Her parents don’t know, and she doesn’t know, when the moment will come. What is clear is she is not ready for it yet.
She has given up wheelchair racing and taken up indoor sky diving – the vertical wind tunnel allows her battered body a sense of precious freedom – with the aim of doing an unassisted dive from a plane.
She wants to fly in a stunt plane, and bungee jump from a bridge. She loathes not being able to drive her car, but her friends, family and Zenn give her much to live for.
“I’m the richest girl in the world,” she says.
“I’m a real rich girl, a really lucky person, even with this miserable, ugly disease which I hate.”
Is she afraid of dying?
“No, if you asked me 10 years ago, do you want to do a bungee jump – are you crazy? I’m not afraid any more. I risk everything, and I love it, to do all these things, because I’m not afraid to die any more,” she says.
“To me, death is peaceful, something that gives me a good feeling.”
‘I was thinking about how I was going to kill myself’
Vervoort’s fridge is well stocked. Not with food on the day we’re there, but with sparkling wine. She opens a bottle before dinner. It’s part of her pain relief.
We go to eat with her at a restaurant in Diest, where she is the guest of honour. She recommends the sizzling beef and the shrimp tagliatelle, both delicious. It’s a great night.
The next day we arrive to do one last interview but find Vervoort curled up on the couch, exhausted and barely conscious after a pain-racked night.

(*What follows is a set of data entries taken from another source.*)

PR #1714, opened 2025-01-12
Role distribution inspection

nike4613:
This PR adds an admin UI to inspect how and why role distribution selects certain roles, and why it distributes those roles to players.

The goal here is to assist admins in understanding the role distribution process, so they can more effectively tweak the parameters involved, and better see their effects.

This also includes a graphic showing player weights during role distribution (if derandomization is enabled) which can assist debugging that as well as help intuition when tweaking it.

Some of the graphics are a touch jank, and in particular I wish there was a good way to get an icon in the label of a collapsible form, but just role names probably works fine anyway.

This PR is based on (and soft depends-on) #1702. That dependency can be removed if necessary.

Screenshots:
Screenshot_20250111_221601
Screenshot_20250111_222215
Screenshot_20250111_222252
Screenshot_20250111_222312
Screenshot_20250111_222324
Screenshot_20250111_222328
Screenshot_20250111_221616
Screenshot_20250111_221629
Screenshot_20250111_221656
Screenshot_20250111_221731
Screenshot_20250111_221747


TimGoll:
WTF, I'm speechless. This is so impressive, wow. Thank you! I'll take a look at it as soon as I've got the time!

TimGoll:
image

Is there a reson why this is turned off by default? And it also seems to glitch a bit showing some text here

TimGoll:
I was unable to test this due to the following error:

```
[ttt2] addons/ttt2/lua/terrortown/menus/gamemode/roles/roleinspect.lua:221: attempt to get length of local 'subroleSelectBaseroleOrder' (a nil value)
  1. populateFn - addons/ttt2/lua/terrortown/menus/gamemode/roles/roleinspect.lua:221
   2. unknown - addons/ttt2/lua/terrortown/menus/gamemode/roles/roleinspect.lua:528
    3. callback - addons/ttt2/gamemodes/terrortown/gamemode/shared/sh_roleinspect.lua:244
     4. func - addons/ttt2/lua/ttt2/extensions/net.lua:206
      5. unknown - lua/includes/extensions/net.lua:38

```

TimGoll:
Some high level feedback points on the UI:

> image

I think you should make it more clear that this is about the last round / role selection process and not about the future / some kind of avarage. Also maybe we could make it more clear which role is "diabled" here, because right now one has to look really close to spot the difference. Maybe a colored outline or a small icon as an indicator would help. Or maybe the removal of the drop shadow from the role icon would already suffice.

> image

I think I don't understand what these bar graphs tell me. But they do look good!

This is all I could find on a higher level. All in all this looks pretty good and is really impressive. A code review will follow soon

nike4613:
> I was unable to test this due to the following error:
> 
> ```
> [ttt2] addons/ttt2/lua/terrortown/menus/gamemode/roles/roleinspect.lua:221: attempt to get length of local 'subroleSelectBaseroleOrder' (a nil value)
>   1. populateFn - addons/ttt2/lua/terrortown/menus/gamemode/roles/roleinspect.lua:221
>    2. unknown - addons/ttt2/lua/terrortown/menus/gamemode/roles/roleinspect.lua:528
>     3. callback - addons/ttt2/gamemodes/terrortown/gamemode/shared/sh_roleinspect.lua:244
>      4. func - addons/ttt2/lua/ttt2/extensions/net.lua:206
>       5. unknown - lua/includes/extensions/net.lua:38
> ```

Aha, I think this is because you don't have any subroles. Easy fix.

> Also maybe we could make it more clear which role is "diabled" here, because right now one has to look really close to spot the difference. Maybe a colored outline or a small icon as an indicator would help. Or maybe the removal of the drop shadow from the role icon would already suffice.

Something like https://github.com/TTT-2/TTT2/pull/1715 would probably be sufficient, though I think it would be worth keeping the grey-out as well.

> I think I don't understand what these bar graphs tell me.

They're the weights assigned to each player during selection. I'd thought I mentioned that in the help text, but maybe it's not clear enough.

TimGoll:
> They're the weights assigned to each player during selection. I'd thought I mentioned that in the help text, but maybe it's not clear enough.

It wasn't shown on the screenshots and I was unable to see it in-game. So maybe it is fine and I just did not see it

TimGoll:
Now that the base code for this was merged, could you please clean up the merge conflicts? That would make the review easier for me. Thank you!

Also I'm working right now on #1715. Maybe this PR should wait on this so you can use the new status feature for the role icons?

nike4613:
> Now that the base code for this was merged, could you please clean up the merge conflicts? That would make the review easier for me. Thank you!

Done.

> Also I'm working right now on #1715. Maybe this PR should wait on this so you can use the new status feature for the role icons?

Maybe. It could also be a decent idea to use the `DPiPPanel` I've defined here as the basis for that graphic instead, though I don't know how you'd want to handle doing that if so.

TimGoll:
#1715 is merged. Could you merge it to your PR and give the UI a try? Maybe the icon preview also looks decent for your usecase. Then we can discuss if we should add another mode to the role-image

nike4613:
> #1715 is merged. Could you merge it to your PR and give the UI a try? Maybe the icon preview also looks decent for your usecase. Then we can discuss if we should add another mode to the role-image
> 
> **Edit:** Ah, you use your own panel `DPiPPanel`? That is fine as well (although it would be probably best to minimize the amount of panels that have to be maintained)

The `DPiPPanel` mostly serves a different purpose: It's for displaying the baserole and subrole icons over each other, as well as he final selected role over player avatar. I'm not sure there's another decent way to do that without a dedicated panel for it. My suggestion above was that we could use the `DPiPPanel` along with some existing panel to display a little red X in the corner to indicate disabled or ignored.

nike4613:
Hmm, something might be wrong...

image

nike4613:
It looks like it's because I don't associate a convar with the role images, so `panel:GetValue()` in paint returns something falsey, resulting in it always being grayed out

TimGoll:
Ahh, well, how do you set the value? A `SetValue` should already work I think

nike4613:
I've been using `:SetEnabled()`. I can switch to `SetValue`, but that's still only half; the corner icon not scaling well with size is still an issue (albeit one relatively easily solved). I also think that about half of the usages here shouldn't have that extra icon or border at all.

nike4613:
> > And it looks like the X icon doesn't respect overall size image
> 
> The icon x currently has a hardcoded size, yes. I can make this scaleable. But I'm more confused where the bright speck in the top and left comes from? I only use a fill in lua, I don't understand where that line is coming from.

That's from another, smaller, icon! That's the point of the `DPiPPanel` Refer back to the screenshots in OP.

TimGoll:
> I've been using `:SetEnabled()`. I can switch to `SetValue`, but that's still only half; the corner icon not scaling well with size is still an issue (albeit one relatively easily solved). I also think that about half of the usages here shouldn't have that extra icon or border at all.

I think for your usecase, there should be probably be no icon, only the outline. I'd suggest making the icon toggleable. I can do this quick in a new PR if you like

nike4613:
After a quick fix to use `:SetValue` and scale the corner icon correctly:
image

I'm not completely convinced that this is the right look for this bit of the UI. I'm not sure it "not selected" as opposed to "not enabled". Same for in pre-selection honestly.
image

I also notice that in the role layering tab, layered roles always appear as disabled and don't do anything on right-click.

TimGoll:
I made them toggleable (hidden by default) in #1724

TimGoll:
Regarding you long comment: The icons look completely different for you and for me. That is strange. Your outlines are thicker in role layering and the icon is way too small?

> I also notice that in the role layering tab, layered roles always appear as disabled and don't do anything on right-click.

You're right and I see why

nike4613:
> Regarding you long comment: The icons look completely different for you and for me. That is strange. Your outlines are thicker in role layering and the icon is way too small?

This is the inspection menu; I size the icons at half what the role layering menu does so that more can fit in one row. I personally find them uncomfortably large in role layering anyway, but here it's more important that a bunch are visible.

TimGoll:
Interesting that they are too large in your opinion. I thought the icons in your design were too small :D

nike4613:
Much more reasonable, I think.

image

TimGoll:
> Much more reasonable, I think.
> 
> image
> 
> 

Looks very clean, I like it. I also think the fact that the layering UI has an outline while this hasn't works well because this UI only shows a state, while the other is there to edit it

lua/terrortown/entities/roles/ttt_role_base/init.lua
```diff
@@ -24,26 +24,42 @@ function ROLE:RemoveRoleLoadout(ply, isRoleChange) end
 -- Checks whether a role is able to get selected (and maybe assigned to a @{Player}) if the round starts
 -- @param boolean avoidHook should the @{hook.TTT2RoleNotSelectable} hook be ignored?
 -- @return boolean
+-- @return ROLEINSPECT_REASON
 -- @realm server
 function ROLE:IsSelectable(avoidHook)
```
TimGoll, line 29: keep in mind, that roles can overwrite that function and probably already do?

TimGoll:
Regarding my first comment, is there a reason it is disabled by default?

image

nike4613:
> Regarding my first comment, is there a reason it is disabled by default?
> 
> image

It records quite a lot of information, including lots of cloned tables, and persists them for an arbitrary amount of time. For large player counts, this could hypothetically become an issue, and I dislike silently changing behavior, even if it should be mostly transparent like this.

TimGoll:
> It records quite a lot of information, including lots of cloned tables, and persists them for an arbitrary amount of time. For large player counts, this could hypothetically become an issue, and I dislike silently changing behavior, even if it should be mostly transparent like this.

Ok, makes sense. If you think that it is too heavy, then it is probably the best. Personally I chose to enable things by default and give users the option to disable it. So they see that it is there and can disable it if they so chose

gamemodes/terrortown/gamemode/client/cl_vskin/default_skin.lua
```diff
@@ -1345,15 +1346,30 @@ function SKIN:PaintTooltipTTT2(panel, w, h)
...
+            drawSimpleText(
+                text,
+                panel:GetFont(),
+                0.5 * w,
+                0.5 * (h + sizeArrow),
+                utilGetDefaultColor(colors.background),
+                TEXT_ALIGN_CENTER,
+                TEXT_ALIGN_CENTER
+            )
+        end
```
TimGoll, line 1372: Hm. I see why you did it this way and this probably also works, but I'd recommend using our function `draw.GetWrappedText()` [(reference)](https://api-docs.ttt2.neoxult.de/module/draw/none/client/draw.GetWrappedText) for this.

Here's a usage sample: https://github.com/TTT-2/TTT2/blob/cb34ac03f11993486f33ccdbb007a89648814ee2/gamemodes/terrortown/gamemode/client/cl_vskin/default_skin.lua#L1438-L1452

The benefit here is that it supports single and multiline, while also adding word wrap to limit the width.

gamemodes/terrortown/gamemode/client/cl_vskin/default_skin.lua
```diff
@@ -1893,7 +1909,10 @@ function SKIN:PaintSearchbar(panel, w, h)
     )
 
     -- Draw small blue bar on the bottom
-    drawBox(leftPad, h - sizes.border - bottomPad, w - widthPad, sizes.border, colorBar)
+    --drawBox(leftPad, h - sizes.border - bottomPad, w - widthPad, sizes.border, colorBar)
+
+    -- Draw small blue bar across the top
+    drawBox(leftPad, topPad, w - widthPad, sizes.border, colorBar)
```
TimGoll, line 1915: your reverted change got merged back into here

gamemodes/terrortown/gamemode/client/cl_vskin/default_skin.lua
```diff
@@ -2293,5 +2312,87 @@ function SKIN:PaintWeaponPreviewTTT2(panel, w, h)
...
+                panel:GetFont(),
+                item.x + item.w + padding,
+                item.y,
+                valueOutsideColor,
+                TEXT_ALIGN_LEFT,
+                TEXT_ALIGN_TOP
+            )
+        end
+    end
+end
```
TimGoll, line 2395: make sure to remove dead code

gamemodes/terrortown/gamemode/client/cl_vskin/vgui/dpippanel_ttt2.lua
```diff
@@ -0,0 +1,243 @@
...
+}
+local axisSizeTbl = {
+    [axisX] = "w",
+    [axisY] = "h",
+}
+
+---
+-- @ignore
+function PANEL:PerformLayout()
+    --self:InvalidateChildren() -- Make sure we invoke our childrens' layout functions
```
TimGoll, line 111: dead code

gamemodes/terrortown/gamemode/shared/sh_roleinspect.lua
```diff
@@ -0,0 +1,256 @@
+---
```
TimGoll, line 1: I think I'd prefer it if this file was located in `lua/ttt2/libraries/`

gamemodes/terrortown/gamemode/shared/sh_roleinspect.lua
```diff
@@ -0,0 +1,256 @@
...
+    end)
+end
+
+---
+-- Gets the decision table recorded by roleinspect.
+-- @note When called on the server, the callback is provided with the actual decision table reference.
+-- @note When called on a client which does not have admin permissions, the callback is still called, but with an empty table.
+-- @param function callback Called with the decision table as the only argument.
+-- @realm shared
+roleinspect.GetDecisions = getDecisionsImpl
```
TimGoll, line 256: I'm not sure if I like this way of implementing it. I think it would be more readable if you followed the normal approach used in our codebase. Meaning: A shared function body with checks for client and server inside.

lua/terrortown/menus/gamemode/roles/roleinspect.lua
```diff
@@ -0,0 +1,559 @@
...
+    [ROLEINSPECT_STAGE_FINAL] = PopulateFinalStage,
+}
+
+local function PopulateUnhandledRoleStage(stage, form, stageData)
+    form:MakeHelp({
+        label = "help_" .. roleinspect.GetStageFullName(stage),
+    })
+
+    -- TODO: read decisions to try to create a crude approximation of the data in
+    -- the case of new stages
```
TimGoll, line 505: is this still todo?

TimGoll (changes requested):
Not an in-depth review. I might take another look at your derma code. But overall this looks pretty good to me. You have a few blobs of dead code in your code, which should be removed. Also either tackle the ToDos, or remove them

gamemodes/terrortown/gamemode/shared/sh_roleinspect.lua
nike4613: I agree; I would prefer that as well. That would mean making what are currently server-only or client-only variables present on both, if unused. This isn't necessarily a bad thing, but that's the reason I did it this way.

nike4613: I originally did that, but the doc tool didn't like it.

lua/terrortown/menus/gamemode/roles/roleinspect.lua
nike4613: Yes. This function is where it would be implemented. I don't think its very important though.

gamemodes/terrortown/gamemode/shared/sh_roleinspect.lua
TimGoll: Ahh, then the question is directed at @histalek, our style guru :D

Histalek: i would need to take a more in-depth look at this, which will have to wait until the weekend

to be honest i'm more surprised to see that this **doesn't** break our doc tool lol

TimGoll: Probably only works because there are no parameters in this function

Histalek: > You could also implement it in both scopes individually
>> I originally did that, but the doc tool didn't like it.

This is expected because our doc tool uses the function name as an identifier

> Probably only works because there are no parameters in this function

Not quite, it is missing the `function` keyword and is therefore ignored by neodoc. The doc comments are recognized but the function itself is not -> the doc comments get discarded because there is no function to relate them to.

So the bad news: this function doesn't exist as far as the doc tool is concerned and therefore we won't have proper docs for it

The good news: the doc comments won't "spill over" into the next function if we would ever add another function below this.

---

i guess the way to workaround this would be to make this an actual shared function and handle the `if CLIENT` and `if SERVER` inside of it. that is how we do this in other cases, given it might be a bit scuffed for this case the following just might work

```lua
function roleinspect.GetDecisions(callback)
    if CLIENT then
        ---@diagnostic disable-next-line:undefined-global
        recvCallbacks[#recvCallbacks + 1] = callback

        net.Start("TTT2SyncRoleInspectInfo")
        net.SendToServer()
    else
        callback(roleinspect.decisions)
    end
end
```

Please let me know if this doesn't work!

TimGoll: This was my initial suggestion as well, their answer was:

> I agree; I would prefer that as well. That would mean making what are currently server-only or client-only variables present on both, if unused. This isn't necessarily a bad thing, but that's the reason I did it this way.

I share your opinion though that this would be the cleanest soultion

lua/terrortown/menus/gamemode/roles/roleinspect.lua
TimGoll: I think you should either implement it, or remove it. Feel free to create an issue with a feature request that points to that line. TODOs in code tend to get lost and never be addressed

gamemodes/terrortown/gamemode/client/cl_vskin/vgui/dplayergraph_ttt2.lua
```diff
@@ -0,0 +1,274 @@
...
+        if self.button then
+            self.button:SetPos(padding + tw, y)
+            local bw, bh = self.button:GetSize()
+            w = math.max(w, tw + padding + bw + padding)
+            titleHeight = math.max(titleHeight, bh)
+        end
+
+        y = y + titleHeight + padding
+        --sepY = y
+        --y = y + 1 + padding -- separator
```
TimGoll, line 209: dead code

gamemodes/terrortown/gamemode/client/cl_vskin/vgui/dplayergraph_ttt2.lua
```diff
@@ -0,0 +1,274 @@
...
+    elseif self.button then
+        self.button:SetPos(padding, y)
+        local bw, bh = self.button:GetSize()
+        w = math.max(w, bw + padding)
+        y = y + bh + padding
+        --sepY = y
+        --y = y + 1 + padding -- separator
```
TimGoll, line 216: dead code

lua/terrortown/menus/gamemode/base_gamemodemenu.lua
```diff
@@ -212,3 +212,23 @@ end
...
+function CLGAMEMODEMENU:FillNavPanel(navPanel, contentPanel, padding)
+    -- MAKE SEPARATE SUBMENULIST ON THE NAVAREA WITH A CONTENT AREA
+    local submenuList = vgui.Create("DSubmenuListTTT2", navPanel)
+    submenuList:Dock(FILL)
+    submenuList:SetPadding(padding)
+    submenuList:SetBasemenuClass(self, contentPanel)
+
+    -- REFRESH SIZE OF SUBMENULIST FOR CORRECT SUBMENU DEPENDENT SIZE
+    submenuList:InvalidateLayout(true)
+end
```
TimGoll, line 234: Is this still in use? I think this is a leftover from a merge conflict, isn't it? See this comment: https://github.com/TTT-2/TTT2/pull/1702#discussion_r1915373028

I can't find the place where you call this from

lua/terrortown/menus/gamemode/roles/roleinspect.lua
```diff
@@ -0,0 +1,559 @@
+--- @ignore
+
+local table = table
+--local TryT = LANG.TryTranslation
+--local ParT = LANG.GetParamTranslation
```
TimGoll, line 5: dead code

lua/terrortown/menus/gamemode/roles/roleinspect.lua
```diff
@@ -0,0 +1,559 @@
...
+        --local subroles = assignment.subroles
+        --local players = assignment.players
+
+        local baseroleForm = vgui.CreateTTT2Form(
+            form,
+            DynT("header_inspect_upgrade_order", { name = baseroleData.name }, true)
+        )
+        baseroleForm:SetExpanded(false) -- default to being collapsed
+
+        -- TODO: display available subroles
```
TimGoll, line 383: todo?

lua/terrortown/menus/gamemode/roles/roleinspect.lua
```diff
@@ -0,0 +1,559 @@
...
+        params = {},
+    })
+
+    -- go through the assignment order to display selection info
+    for i, assignment in pairs(stageData.extra.upgradeOrder) do
+        -- assignment has baserole, subroles, players
+        local baserole = assignment.baserole
+        local baseroleData = roles.GetByIndex(baserole)
+        --local subroles = assignment.subroles
+        --local players = assignment.players
```
TimGoll, line 375: dead code

lua/terrortown/menus/gamemode/roles/roleinspect.lua
```diff
@@ -0,0 +1,559 @@
...
+            -- empty table, put in an appropriate message
+
+            local labelHolder = vgui.Create("DPanelTTT2", parent)
+            labelHolder:Dock(TOP)
+            labelHolder:DockMargin(20, 20, 20, 20)
+            local labelNoContent = vgui.Create("DLabelTTT2", labelHolder)
+            labelNoContent:SetText("label_roleinspect_no_data")
+            labelNoContent:SetFont("DermaTTT2Title")
+            labelNoContent:Dock(FILL)
+            --labelNoContent:FitContents()
```
TimGoll, line 539: dead code

lua/terrortown/menus/gamemode/base_gamemodemenu.lua
nike4613: Argh, this is why I dislike squashing. Fixing.

TimGoll: Understandable. But without squashing we'd need all contributors to have clean commits, because we don't want stuff like this in the history:

image
(No worries, my commits look the same)

Histalek for example follows clean commit strategies, but this is (in my opinion) too advanced for the average contributor. Moreover, this project already has more than 2000 commits with squashed PRs. Without it, we would be way north of 10k. Which isn't a bad thing per se, but probably makes tracking down problems in the history even harder.

nike4613: I personally dislike rewriting git history in general. and would rather a messy but accurate commit history over a clean but less-than-helpful history.

TimGoll: Take a look at our first 500 commits and then tell me if you stand by your opinion :D

lua/ttt2/libraries/roleinspect.lua
```diff
@@ -257,4 +245,15 @@ end
 -- @note When called on a client which does not have admin permissions, the callback is still called, but with an empty table.
 -- @param function callback Called with the decision table as the only argument.
 -- @realm shared
-roleinspect.GetDecisions = getDecisionsImpl
+function roleinspect.GetDecisions(callback)
+    if CLIENT then
+        recvCallbacks[#recvCallbacks + 1] = callback
+
+        net.start("TTT2SyncRoleInspectInfo")
```
TimGoll, line 252: net.Start with capital S

TimGoll (approved):
From my POV this PR is good as it is now. Since this is a rather big PR, I'd like a quick ok from @Histalek or @saibotk here as well. You don't have to review this in depth, but please give it a quick scroll through

gamemodes/terrortown/gamemode/server/sv_roleselection.lua
```diff
@@ -840,6 +1121,14 @@ local function SelectForcedRoles(plys, selectableRoles)
             roleselection.finalRoles[ply] = subrole
             curCount = curCount + 1
 
+            roleselect.ReportDecision(
```
Histalek, line 1124:
```suggestion
            roleinspect.ReportDecision(
```

Histalek (changes requested):
the function typo needs fixing, otherwise this seems good to go :)

Amazing work!

lua/ttt2/libraries/roleinspect.lua
```diff
@@ -0,0 +1,259 @@
...
+        end
+
+        -- otherwise, send back the full decision table
+        net.SendStream("TTT2SyncRoleInspectInfo", roleinspect.decisions, { ply })
+    end)
+end
+
+local recvCallbacks
+if CLIENT then
+    recvCallbacks = {}
```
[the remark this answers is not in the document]
nike4613: Yep. The `if` is a local scope, meaning either `GetDecisions` needs to be defined in it, or `recvCallbacks` needs to be defined outside it.

Histalek (approved):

She called the nurses in the early hours to administer morphine. Zenn keeps close to her mistress’ side.
It’s hard to believe this is the irrepressible woman we spent the previous day with, and a stark reminder of how unpredictable her illness is.
But 40 minutes later, she wants to talk again. We talk about the reason she chose euthanasia over suicide.
“If I didn’t have those papers, I wouldn’t have been able to go into the Paralympics. I was a very depressed person – I was thinking about how I was going to kill myself,” she explains.
“In England, I hope, and every country, they will look at euthanasia in another way – it’s not murder. I’m the best example. It’s thanks to those papers that I’m still living.
“All those people who get those papers here in Belgium – they have a good feeling. They don’t have to die in pain. They can choose a moment, and be with the people they want to be with. With euthanasia you’re sure that you will have a soft, beautiful death.”
The conversation finishes in gales of laughter when Zenn, sensing the mood, decides to lighten it by passing wind.
Seconds later, Vervoort’s eyes roll backwards. She’s having an epileptic fit. We hit the red button and medical staff are there within a minute. It’s become part of her life.
A couple of hours later she is in Brussels, giving a motivational speech and saying yes to selfies and autographs for anyone who wants them.
She is determined not to waste a second of the life she has remaining. She has planned her funeral, and it involves a lot of sparkling wine. She also knows what she wants her eulogy to say.
“I prepared everything. I wrote to every person who’s in my heart. I wrote to every person a letter when I could still do it with my hands,” she says.
“I wrote texts that they have to read. I want that everybody takes a glass of Cava, [and toasts me] because she had a really good life. She had a really bad disease, but thanks to that disease, she was able to do things that people can only dream about, because I was mentally so strong.
“I want people to remember that Marieke was somebody living day by day and enjoying every little moment.”